FairPlay: Case study on why content providers hate DRM too
FairPlay: Case study on why content providers hate DRM too
Posted Aug 6, 2006 7:46 UTC (Sun) by jsarets (guest, #39560)Parent article: A Five Minute Guide to Opposing DRM (Linux Journal)
Theoretically we live in a world where overly restrictive products and services are rejected in the marketplace. In practice, however, consumers are willing to put up with quite a bit of abuse. In the content business, the big providers have every reason to believe the public with buy their cripplewear without much resistance.
Therefore, it is more useful to consider the downsides of DRM from the perspective of the content providers. When the dust settles on this issue, it will be the content providers that determine the future of DRM.

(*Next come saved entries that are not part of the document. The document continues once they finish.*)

PR #165, opened 2016-05-04
buildhistory-extra.bbclass: record ${S} and friends literally in history

pohly:
iotivity has
git://github.com/01org/tinycbor.git;protocol=https;name=cbor;destsuffix=${S}/extlibs/tinycbor/tinycbor
as entry in its SRC_URI. When we allow S to be expanded, we end up
with paths that vary from build to build.

Besides causing churn in the build history, it also causes iotivity to
show up once per architecture in the patch summary.

### DIFF
--- a/meta-ostro/classes/buildhistory-extra.bbclass
+++ b/meta-ostro/classes/buildhistory-extra.bbclass
@@ -28,10 +28,18 @@ python buildhistory_extra_emit_pkghistory() {
 
     import codecs
 
-    relpath = os.path.dirname(d.getVar('TOPDIR', True))
     pkghistdir = d.getVar('BUILDHISTORY_DIR_PACKAGE', True)
     if not os.path.exists(pkghistdir):
         bb.utils.mkdirhier(pkghistdir)
+
+    # Make the recorded information independent of varying paths.
+    # Some recipes use destsuffix=${S}/... to fetch components
+    # into their main source tree. The other variable do not show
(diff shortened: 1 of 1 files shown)


meta-ostro/classes/buildhistory-extra.bbclass
```diff
@@ -33,6 +33,15 @@ python buildhistory_extra_emit_pkghistory() {
     if not os.path.exists(pkghistdir):
         bb.utils.mkdirhier(pkghistdir)
 
+    # Make the recorded information independent of varying paths.
+    # Some recipes use destsuffix=${S}/... to fetch components
+    # into their main source tree. The other variable do not show
+    # up (yet), but might eventually.
+    d_original = d
```
kad: do we need to keep d_original ?

pohly: Not at the moment. I added it as a reminder that there are now two flavors of d, the simplified one and the original.

I don't care too much about it, though.

kad: better not to create dangling variables that assigned but never used.

pohly:
@kad removed the redundant d_original and also moved the initialized of "relpath" such that it uses the modified d variable, because the paths it gets compared against will also use the modified d.

pohly:
Now I pushed the right amended commit.

kad:
👍

PR #167, opened 2016-05-04
Enable minimal X11 baseline

jlaako:
Enable components to build and use minimal X11 baseline.

Minimal X11 environment can be included by using following line in
local.conf:
include conf/distro/include/ostro-os-core-x11.inc


kad:
looks ok to me.

meta-ostro/conf/distro/include/ostro-os-core-x11.inc
```diff
@@ -0,0 +1,3 @@
+DISTRO_FEATURES_append = " x11"
+DISTRO_FEATURES_append = " opengl"
+IMAGE_INSTALL_append = " packagegroup-core-x11 xterm twm"
```
barbieri: can we skip xterm and twm?

meta-ostro/conf/distro/ostro.conf
```diff
@@ -238,6 +238,9 @@ PNWHITELIST_openembedded-layer += " \
     libsocketcan \
     pkcs11-helper \
     vim \
+    libxaw \
+    xterm \
+    twm \
```
barbieri: would skip these 3, pure legacy

barbieri:
I'd keep xterm and twm out. Then we check the SDL approval for Gtk/xfce and enable that instead. What do you think?

kad:
xterm is real minimum to have, before we have something else.

barbieri:
Why? Just run from ssh with export DISPLAY=:0

Later if we add xfce we can add it's terminal, no need to have two.

kad:
just to be able to run some x11 example programs locally.

barbieri:
I'd not bother with that for now, as I said, xfce will going to be added later and it can bring xfce-terminal or xterm.

My rationale is that if we include something like ostro-crosswalk.inc, then we'd still be adding ostro-x11 and getting twm and xterm for no good reason.

pohly:
The proposed usage of the .inc file will put the "IMAGE_INSTALL" also into ostro-initramfs and thus include X11 in the initramfs. We have OSTRO_IMAGE_EXTRA_INSTALL for this, see https://github.com/ostroproject/meta-ostro/blob/master/doc/howtos/building-images.rst#installing-additional-packages

What exactly is the intended usage of the .inc file? Is it for real production devices or just for demo purposes? If it is "for real", then like Gustavo I'd prefer to have the package selection limited to just the essentials, i.e. packagegroup-core-x11.

kad:
at the moment mostly demo.

pohly:
If it's just demo, then the package selection doesn't matter. Perhaps add a comment that the package selection is just an example.

gvancuts:
+1 on switching from IMAGE_INSTALL to OSTRO_IMAGE_EXTRA_INSTALL

meta-ostro/conf/distro/include/ostro-os-core-x11.inc
jlaako: Default xinitrc uses those. Without those you don't get anything at all included that would have sensible output on X11. Many people like to run some tests on the image using terminal.

jlaako:
@pohly the intended users of the .inc file is the same as the people who would use the developer inc that gives root shell. Essentially it makes "startx" command useful on console.

jlaako:
I will make the IMAGE_INSTALL change.

jlaako:
New version, removes unnecessary cairo bbappend and changes the IMAGE_INSTALL

pohly:
Why do you need to extend the blacklisting? I would understand if you *removed* blacklist entries, but *adding* them?

Are the comment for these new entries really correct? For example, does distcc really depend on gtk+?

```
PNBLACKLIST[distcc] = "Cannot be built due to missing gtk+, not supported."
```

jlaako:
@pohly Yes, adding "x11" disto feature enables lot of gtk+ dependent features that need to be blacklisted. distcc being one of the many examples:

PACKAGECONFIG ??= "${@bb.utils.contains('DISTRO_FEATURES', 'x11', '${GTKCONFIG}', '', d)} popt"
PACKAGECONFIG[gtk] = "--with-gtk,--without-gtk --without-gnome,gtk+"

pohly:
So the blacklisting is a workaround for upstream making the assumption that gtk is enabled and desirable when "x11" is set as distro feature? And presumably this breaks the eSDK world-build, when adding x11?

This is all relevant information that should go into our repo, either in the commit message or the ostro.conf. Here in the pull request it will not be found in the future.

jlaako:
@pohly Yes... I don't know anything about eSDK world-build, so I cannot comment on that.

I can update the commit message to include comment about gtk+ assumption. ostro.conf is too messy to put something like that sensibly there (the entire black/white listing is an ugly mess).

pohly:
Yes, please update the commit message.

I agree that the black/white listing needs to be cleaned up, that's why I wanted to know exactly why something had to be added to it.

jlaako:
Commit message updated

jlaako:
Rebased and fixed merge conflict

pohly:
Okay, let's merge. The actual goal (building with x11 enabled and without building gtk) can be achieved differently, but that's something that can be fixed later.

PR #171, opened 2016-05-09
iotivity-node: fix signed/unsigned char compiler problems

pohly:
Started to fail in recent CI pull, exact reason unknown. The code
clearly isn't handling signed char correctly, hence the patch.


pohly:
@gabrielschulhof: fix matches https://github.com/otcshare/iotivity-node/issues/49

Do you agree that Ostro OS should fix it locally for now, or can you prepare an update of meta-iot-web soon?

gabrielschulhof:
@pohly I can certainly fix this in iotivity-node, since we have some other things that need fixing because of iotivity's recent move from ```uint8_t``` to ```char```. @nagineni can then submit the package for integration. In the meantime, if it's fastest for Ostro, then, definitely, go ahead and use this patch until I release a fixed version.

PR #176, opened 2016-05-11
various distro meta data maintenance

pohly:
Bumping release number and bblayer.conf version.

### DIFF
--- a/meta-ostro/conf/distro/ostro.conf
+++ b/meta-ostro/conf/distro/ostro.conf
@@ -1,6 +1,12 @@
 DISTRO = "ostro"
 DISTRO_NAME = "Ostro OS"
-DISTRO_VERSION = "1.0~snapshot-${DATE}"
+# The version is bumped after each official release.
+# This implies that new releases go out with a version
+# string based on the predecessor plus the suffix, which
+# was deemed sufficient in the "[Ostro-dev] versioning Ostro OS"
+# mail thread.
+DISTRO_VERSION = "1.0+snapshot-${DATE}"
+DISTRO_VERSION[vardepsexclude] = "DATE"
 SDK_VENDOR = "-ostrosdk"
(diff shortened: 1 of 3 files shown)


pohly:
@kad okay to merge?

@Valtis all Beaglebone black devices were blacklisted during this PR's testing.

Valtis:
Beaglebone power cutter required cable unplugging again but it should work now.

pohly:
I don't think we should test this again; all we need is a +1 from someone.

meta-ostro/conf/distro/ostro.conf
```diff
@@ -1,6 +1,12 @@
 DISTRO = "ostro"
 DISTRO_NAME = "Ostro OS"
-DISTRO_VERSION = "1.0~snapshot-${DATE}"
+# The version is bumped after each official release.
+# This implies that new releases go out with a version
+# string based on the predecessor plus the suffix, which
+# was deemed sufficient in the "[Ostro-dev] versioning Ostro OS"
```
gvancuts: How about adding a link to it, i.e.: https://lists.ostroproject.org/pipermail/ostro-dev/2016-May/000427.html ?

pohly: I find that to long and distracting. If someone is interested, they can find the discussion in their favorite location (local copy, via a web search engine, gmane if he had registered our list, etc.)  via the mail thread title.

kad:
I would skip comments about mailing lists, but otherwise all ok.

pohly:
Seems there's no consensus about how much the comments should say about the background discussions ;-} Opinions range from "provide direct link" to "not mention it at all". Let me make a judgment call here and stick to the middle ground, which is what I have now - mentioning that there was a discussion (because we do not want to start a discussion from scratch the next time someone has questions about that line) but without the URL.

I'll merge now because it might fix build issues.

PR #177, opened 2016-05-11
ostro.conf: Remove packages from blacklist

rojkov:
Since cairo and x11 can be built in Ostro now there's no
need to blacklist packages that depend on them.

Also meta layers like meta-ros depend on the blacklisted
packages.


pohly:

To investigate DRM from their perspective, we look at the most popular modern (read: not CSS) DRM system, Apple's FairPlay. Apple implemented just enough protections to make the content providers happy but not screw over customers that horribly. Its restrictions are surprisingly mild, albeit quite arbitrary in many ways, and there's the obvious CD loophole. I guess you could say that Apple did DRM right, and they're laughing all the way to the bank.
The most important property of this DRM implementation is that it is a single-vendor system. Only Apple can license a 3rd-party device that decodes FairPlay-protected media. In contrast to Apple's lax DRM restrictions, their licensing policy can best be described as paranoid. I refer you to the case of the Motorola ROKR disaster.
Apple didn't create FairPlay to protect the IP rights of the media industry, they created it to sell iPods. Apple is not a media company, they sell lifestyle devices. FairPlay is a carefully designed business ploy to sell a couple billion mp3 players at about $299 apiece--and make suckers out of the record industry in the process.
Hollywood took the bait, licensing much of their audio portfolios for distribution on iTunes. They thought that FairPlay would help protect their IP, but instead it give Apple a near monopoly in online music distribution. The record companies can license their portfolio to play on other players, but they can't let their customers play their FairPlay-protected music on anything other than an iPod. In the US, that would be a violation of the DMCA.
Apple calls the shots, sets the price, and controls the licensing. I refer you to a mental image of Steve Jobs laughing hysterically at the requests for tiered pricing. This quite an uncomfortable business relationship for the record companies, especially since for Apple, the iTunes revenue is just gravy on top of the already profitable iPod business.
Between FairPlay, the Sony rootkit, and the competing DRM systems in the HD media market, the content industry must be about ready to commit DRM to the history books as the failed experiment that many of us always knew it was.